For cost, GPT-5.2 Codex lists $1.75/1M input and $14/1M output tokens on the cheapest tracked provider, while Llama 3.1 70B Instruct lists $0.40/1M input and $0.40/1M output tokens on the cheapest tracked provider. A 70/30 input-output blend puts Llama 3.1 70B Instruct lower by about $5.02 per million blended tokens. Availability is 1 providers versus 13, so concentration risk also matters.

Choose GPT-5.2 Codex when coding workflow support are central to the workload. Choose Llama 3.1 70B Instruct when provider fit, lower input-token cost, and broader provider choice are more important. For production, rerun your own prompts through the exact provider, region, and tool stack you plan to ship.

FAQ

Which is cheaper, GPT-5.2 Codex or Llama 3.1 70B Instruct?

Llama 3.1 70B Instruct is cheaper on tracked token pricing. GPT-5.2 Codex costs $1.75/1M input and $14/1M output tokens. Llama 3.1 70B Instruct costs $0.40/1M input and $0.40/1M output tokens. Provider discounts or batch pricing can still change the final bill.

Is GPT-5.2 Codex or Llama 3.1 70B Instruct open source?

GPT-5.2 Codex is listed under Proprietary. Llama 3.1 70B Instruct is listed under Llama 3 Community. License labels affect whether you can self-host, redistribute weights, or rely only on hosted APIs, so confirm the upstream license before deployment.
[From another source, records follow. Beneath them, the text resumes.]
Issue #2296, opened 2026-07-29
company-history: a company that HIRED you is dropped from the responsiveness card (no fact, labelled no-history)


abankar1:
### What

In `company-history.mjs`, the responsiveness axis classifies each tracker row into one of two branches: `applied` (silence candidate) or `RESPONDED_STATUSES` (the company answered). That set — and the parallel `OUTCOME_LABELS` map — lists `responded / interview / offer / rejected` but **not `hired`**:

```js
const RESPONDED_STATUSES = new Set(['responded', 'interview', 'offer', 'rejected']);
const OUTCOME_LABELS = { responded: 'Responded', interview: 'Interview', offer: 'Offer', rejected: 'Rejected' };
```

A row whose status normalizes to `hired` matches neither branch, so **no responsiveness fact is produced for it at all**. Consequences on the evidence card:

- A company whose only interaction is a hire is labelled `no-history` — as if nothing ever happened, despite the strongest possible positive response.
- If that company also has an older silent `Applied` row, `hasResponded` stays `false`, so the card can read `silent-on-you` against a company that literally hired you.

The module's own comment says *"a rejection IS an answer."* A hire is the strongest answer of all — it should never be dropped.

`Hired` is canonical (`states.yml`, added in #2050) and `normalizeStatus('Hired') → 'hired'`, so the tracker's real value already flows here; only these two literals were missed. Same incomplete-`Hired`-propagation class as #2289 / #2294.

### Fix
Add `'hired'` to `RESPONDED_STATUSES` and `hired: 'Hired'` to `OUTCOME_LABELS`. PR incoming (with a `--self-test` regression).

Issue #45, opened 2026-04-07
Generated PDF is content-strong but visually dense / hard to scan


Ruthwik-Data:
### Problem

I tested Career-Ops on a real job application flow. The evaluation quality and tailored resume content were strong, but the initial generated PDF felt too plain and visually dense. I needed several follow-up prompts to reach a recruiter-friendly layout.

Observed behavior -

Content quality and tailoring were solid.

PDF layout felt visually dense and a bit “wall-of-text”-like.

Bullet points were sometimes too long for quick scanning.

Section hierarchy (headings vs body) was not visually strong enough.

The top third of the resume (the “6-second scan” zone) did not stand out clearly on the first pass.

Adjacent roles could feel visually compressed, making it harder to distinguish transitions between jobs.

Expected behavior

By default, I’d expect:

A cleaner, ATS-safe layout out of the box.

Clearer spacing between sections and between bullet points.

More prominent section headers (Experience, Skills, Education, etc.).

Stronger visual hierarchy so a recruiter can parse the page in ~6 seconds.

Clear separation between roles (company, title, dates) without relying on extra prompts.

Why this matters

Career-Ops is already very strong on evaluation and content tailoring. But for real-world usability, resume presentation quality matters as much as content: if the PDF feels dense or visually flat, recruiters may not fully benefit from the quality of the tailored bullets. The default template being closer to “submission-ready” reduces the need for multiple manual formatting prompts on every application.

### Proposed solution

Improving the default HTML/PDF template would help a lot. Some ideas:

Increase vertical spacing between sections and roles.

Add slightly more padding / whitespace between bullet points.

Make section headers more prominent (size/weight/spacing) while staying ATS-safe.

Emphasize the top third of the page (headline, summary, key skills) for quick recruiter scanning.

Ensure each role has a bit more visual separation (company/title/dates grouping and spacing) so adjacent roles don’t blur together.

I’m happy to test updated templates with real JDs and share before/after PDFs if that’s helpful.

fahimimtiaz12:
I opened a PR for this. Please review when convenient.

PR #29, opened 2026-04-06
Add LinkedIn Jobs scanning (Level 4) via browser-use

tomron87:
## Why

LinkedIn is the largest job board, but it has no public API and blocks traditional scraping. The current scan mode discovers jobs via 3 levels (Playwright direct, Greenhouse API, WebSearch) — none of which cover LinkedIn. This means users miss a significant chunk of the job market.

## What this adds

**Level 4 — LinkedIn Jobs scan** using [`browser-use`](https://github.com/browser-use/browser-use) CLI with the user's logged-in Chrome profile. The scan agent runs `browser-use --profile` to open LinkedIn Jobs search pages, extracts job listings from the DOM, and feeds them into the same title filter + dedup pipeline as Levels 1-3.

### How it works

1. The scan agent reads `linkedin:` config from `portals.yml`
2. Builds LinkedIn search URLs from `title_filter.positive` keywords (multi-word terms like "Data Scientist" become individual searches; single words like "AI", "ML" are combined with OR)
3. Applies location and work-type filters as LinkedIn URL parameters (`f_WT`, `f_TPR`, `location`)
4. Opens each search in Chrome via `browser-use --profile`, extracts job cards (title, company, location, URL) using DOM selectors
5. Results go through the same title filter and dedup pipeline, then get added to `pipeline.md` and `scan-history.tsv`

### Configuration

New `linkedin:` section in `portals.yml` (disabled by default in the template):

```yaml
linkedin:
  enabled: true
  chrome_profile: "Default"
  max_queries: 10          # cap on number of keyword searches
  time_posted: "7d"        # 24h, 7d, or 30d
  location: ""             # falls back to profile.yml location
  work_type: "any"         # any, onsite, remote, hybrid
  max_results_per_query: 25
  delay_between_searches: 5  # seconds, to avoid throttling
```

### Error handling

- **Not logged in:** Detects login/authwall pages → aborts Level 4 with clear warning
- **CAPTCHA / throttling:** Detects "unusual activity" → aborts with warning
- **browser-use not installed:** Skips Level 4 with install instructions
- **Chrome profile not found:** Skips with helpful message

### Cross-platform dedup

The same job at a company may appear on both LinkedIn (`linkedin.com/jobs/view/123`) and the company's own careers page (`job-boards.greenhouse.io/company/jobs/456`). Level 4 adds a second dedup tier that matches `company + normalized title` across platforms, logged as `skipped_dup_xplatform` in scan-history.

### Browser conflict management

[...]

Issue #2369, opened 2026-07-31
web: core constants hand-copied into web/ drift silently (a bug class, 3 known instances)


santifer:
## The class

The web hand-copies constants that the core owns, each guarded only by a comment promising they stay in sync. That promise has already broken once in production. Two instances surfaced in one week, so this is a class, not a coincidence.

| # | Web copy | Core source | Status |
|---|---|---|---|
| 1 | `lib/core/states.ts` → `FALLBACK` | `templates/states.yml` | **Broke** when the core gained `hired` (9th state) → status writeback returned HTTP 400 on the degraded path. Fixed in #2282; frozen by `test-all` 55.3b. |
| 2 | `lib/followups.ts` → `CADENCE_DEFAULTS` | `followup-cadence.mjs` → `DEFAULT_CADENCE` | Values match today. Arrives with #1422. |
| 3 | `lib/career-ops.ts` → `prereqs` in `doctorState()` | `doctor.mjs` → `USER_LAYER_PREREQS` | Matches today (`cv.md`, `config/profile.yml`, `modes/_profile.md`, `portals.yml`). A 5th core prereq would be silently missed by the onboarding banner. |

Also worth a look (logic mirrors rather than copied lists, so harder to assert): `lib/core/portals.ts` mirrors `scan.mjs::buildTitleFilter/buildLocationFilter`, and `lib/explore.ts` mirrors scan's keyword/location list semantics.

## Why each copy exists (they're not gratuitous)

- **#2** is a display baseline for the cadence settings form.
- **#3** is a deliberate fast path: `doctorState()` runs in server components on every render, and shelling out to `doctor.mjs` there would be slow (the web does also expose `/api/doctor` for the real thing).

So the fix is per-instance, not one sweeping refactor.

## Proposed fixes

1. **`CADENCE_DEFAULTS` → delete it.** `followup-cadence.mjs --json` already emits `cadenceConfig` (the *effective* cadence: defaults + profile overrides), and `/api/followups` already receives that field. The settings form can source its baseline from there. Open question: the form may want *pure defaults* vs *effective config* — either emit both from the core, or decide that showing what's actually in effect is the more honest baseline.
2. **`prereqs` → derive or assert.** Either have `doctor.mjs --json` expose the prereq list so the web reads it once and caches, or add a `test-all` assertion cross-checking the two lists (cheaper, and the 55.3b pattern already works).
[...]

PR #2377, opened 2026-07-31
fix(tracker): rank Hired in dedup, canonicalize its aliases, and stop a bare tracker-number match merging different roles

### LINKED ISSUE #2372: bug(tracker): Hired is unranked in dedup and unaliased in followup-cadence — a repost can delete the accepted-job row
The Hired sweep (#2050, #2145, #2249, #2296) covered merge-tracker, stats, analyze-patterns and both dashboards, but two consumers were missed, and while fixing them I found a third dedup-safety hole in the same code path.

## 1. dedup-tracker: a repost can delete the accepted-job row

`STATUS_RANK` in dedup-tracker.mjs has no `hired` entry, so `statusRank('Hired')` is 0 and `isAdvancedStatus()` is false. The advanced-status protection that keeps Applied+ rows safe from exact-title siblings never fires for the one row it should protect most.

Scenario: tracker has `#12 Acme | Platform Engineer | 3.8/5 | Hired` and the role gets re-listed, evaluated as `#57 Acme | Platform Engineer | 4.2/5 | Evaluated`. Dedup clusters them (exact title), keeps the higher score, promotes `Evaluated` (rank 2) over `Hired` (rank 0), and deletes the record of the job the user accepted.

## 2. followup-cadence: hired aliases normalize to themselves

`templates/states.yml` declares `aliases: [contratado, contratada, hired, accepted, accept]` for `hired`, but the `ALIASES` map in followup-cadence.mjs has none of them. `normalizeStatus('Accepted')` returns `'accepted'`, so:

- `stats.mjs` `canonicalStatus()` returns `Unknown`, and the row drops out of `everApplied`/`everOffer` in the funnel. The best outcome in the tracker undercounts silently.
- `company-history.mjs` misses it in `RESPONDED_STATUSES` and labels the company that hired you `no-history`. This is the exact regression #2296 fixed, but only for the literal `Hired` spelling.

## 3. dedup-tracker: a bare tracker-number match bypasses both guards

`sameReportIdentity()` returns true on `a.num === b.num` alone, which short-circuits `roleMatch` before the exact-title check and the advanced-status guard. But duplicate tracker numbers never mean the same application: they are the merge-bug artifact verify-pipeline Check 12 (#1704) exists to flag.

Scenario: `#45 Acme | Data Engineer | Applied` and `#45 Acme | ML Engineer | Evaluated 4.5` share a stale duplicate number. Dedup treats them as one record and deletes the Applied row of a different opening.

PR with regression tests for all three incoming. The existing duplicate-number test case (two `#29` rows with the same role) still passes: a number match now also requires the same exact role title, which is the case that test encodes.

Scott-Emberson:
Closes #2372.

Three fixes in the tracker's dedup and status-normalization path.

**dedup-tracker `STATUS_RANK` had no `hired` entry**, so `statusRank('Hired')` was 0, `isAdvancedStatus()` was false, and the guard that protects Applied+ rows from exact-title siblings never fired for the accepted-job row. A higher-scored repost could delete it. Hired and its states.yml aliases now rank above Offer.

**followup-cadence `ALIASES` lacked the states.yml hired aliases** (contratado/contratada/accepted/accept), so those rows normalized to themselves and every consumer of `normalizeStatus` looking for `hired` dropped them: stats.mjs `canonicalStatus` returned `Unknown` (funnel undercounts `everApplied`/`everOffer`), and company-history labelled the company that hired you `no-history` — the #2296 regression, surviving for every spelling but the literal one.

**`sameReportIdentity` treated a bare tracker-number match as same-application evidence**, short-circuiting `roleMatch` ahead of both the exact-title check and the advanced-status guard. Duplicate tracker numbers are the merge-bug artifact verify-pipeline Check 12 flags, not a same-application signal, so two different roles sharing a stale `#45` merged and the Applied row of a different opening was deleted. A number match now also requires the same exact role title.

Tests: the existing dedup fixture gains a Hired-vs-repost pair and a duplicate-number pair with different roles; five hired-alias assertions added to followup-cadence.test.mjs. The pre-existing duplicate-number case (two `#29` rows, same role) still merges, which is the behaviour that test encodes.

## Summary by CodeRabbit

- **Bug Fixes**
  - Recognized additional English and Spanish variations of “hired” status, ensuring they are consistently displayed and prioritized.
  - Improved duplicate report matching by prioritizing report-link numbers and validating role titles when tracker numbers overlap.
  - Prevented unrelated roles with shared tracker numbers from being incorrectly merged.
  - Preserved hired records when duplicate postings have higher-scored matches.

### DIFF
--- a/dedup-tracker.mjs
+++ b/dedup-tracker.mjs
@@ -40,6 +40,11 @@ const STATUS_RANK = {
   'responded': 4,
   'interview': 5,
   'offer': 6,
+  // Hired outranks everything: the accepted-job record must never lose a
+  // dedup contest to a repost row (aliases from templates/states.yml).
+  'hired': 7,
+  'accepted': 7,
+  'accept': 7,
   // Spanish aliases — kept for backwards compat with existing tracker data
   'no_aplicar': 0,
   'no aplicar': 0,
@@ -52,6 +57,8 @@ const STATUS_RANK = {
   'respondido': 4,
   'entrevista': 5,
   'oferta': 6,
+  'contratado': 7,
+  'contratada': 7,
 };
 
 /**
@@ -138,19 +145,22 @@ function extractReportNum(reportStr) {
 /**
  * Determine whether two tracker rows point to the same exact report identity.
  *
- * Exact identity is stronger than fuzzy role matching. If two rows share the
- * same tracker number or bracketed report number, dedup may treat them as the
- * same record even when an advanced status is present.
+ * Exact identity is stronger than fuzzy role matching: it may cluster rows
+ * even when an advanced status is present. Matching bracketed report numbers
+ * are that evidence. A shared tracker number alone is NOT — duplicate tracker
+ * numbers are a known artifact of the old merge bug (verify-pipeline Check 12
+ * exists because they never mean the same application), so a bare number match
+ * only counts when the rows also carry the same exact role title.
  *
  * @param {object} a - First parsed applications.md row.
  * @param {object} b - Second parsed applications.md row.
  * @returns {boolean} True when both rows represent the same report identity.
  */
 function sameReportIdentity(a, b) {
-  if (a.num === b.num) return true;
   const reportA = extractReportNum(a.report);
   const reportB = extractReportNum(b.report);
-  return reportA !== null && reportA === reportB;
+  if (reportA !== null && reportA === reportB) return true;
+  return a.num === b.num && normalizeRole(a.role) === normalizeRole(b.role);
 }
 
 /**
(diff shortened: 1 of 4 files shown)


santifer:
Three real fixes in 58 lines, @Scott-Emberson — and the third one (a bare tracker-number match no longer merging rows whose titles differ) is the same failure family abankar1 and I have been closing all week. One finding from verification worth a follow-up rather than a change here: STATUS_RANK still omits three documented Applied aliases from states.yml ('sent', 'enviada', 'aplicada'), and nothing in CI ties that hand-copied vocabulary to states.yml — it's now duplicated in five places. That's the copy-vs-derive pattern we froze for two other lists in #2369; this one deserves the same treatment. Merged! 🚀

Which is better for vision, GPT-5.2 Codex or Llama 3.1 70B Instruct?

GPT-5.2 Codex has the clearer documented vision signal in this comparison. If vision is mission-critical, validate it against the provider endpoint because model-level support and API-level exposure can differ. Use this as a quick comparison signal, then confirm the provider-specific limits before committing to production.

Which is better for multimodal input, GPT-5.2 Codex or Llama 3.1 70B Instruct?

GPT-5.2 Codex has the clearer documented multimodal input signal in this comparison. If multimodal input is mission-critical, validate it against the provider endpoint because model-level support and API-level exposure can differ.

Which is better for reasoning mode, GPT-5.2 Codex or Llama 3.1 70B Instruct?

GPT-5.2 Codex has the clearer documented reasoning mode signal in this comparison. If reasoning mode is mission-critical, validate it against the provider endpoint because model-level support and API-level exposure can differ.

Where can I run GPT-5.2 Codex and Llama 3.1 70B Instruct?

GPT-5.2 Codex is available on Vercel AI Gateway. Llama 3.1 70B Instruct is available on Cloudflare Workers AI, OctoAI API (Deprecated), Together AI, Fireworks AI, and NVIDIA NIM. Provider coverage can affect latency, region availability, compliance posture, and fallback options.

Continue comparing

Last reviewed: 2026-05-22. Data sourced from public model cards and provider documentation.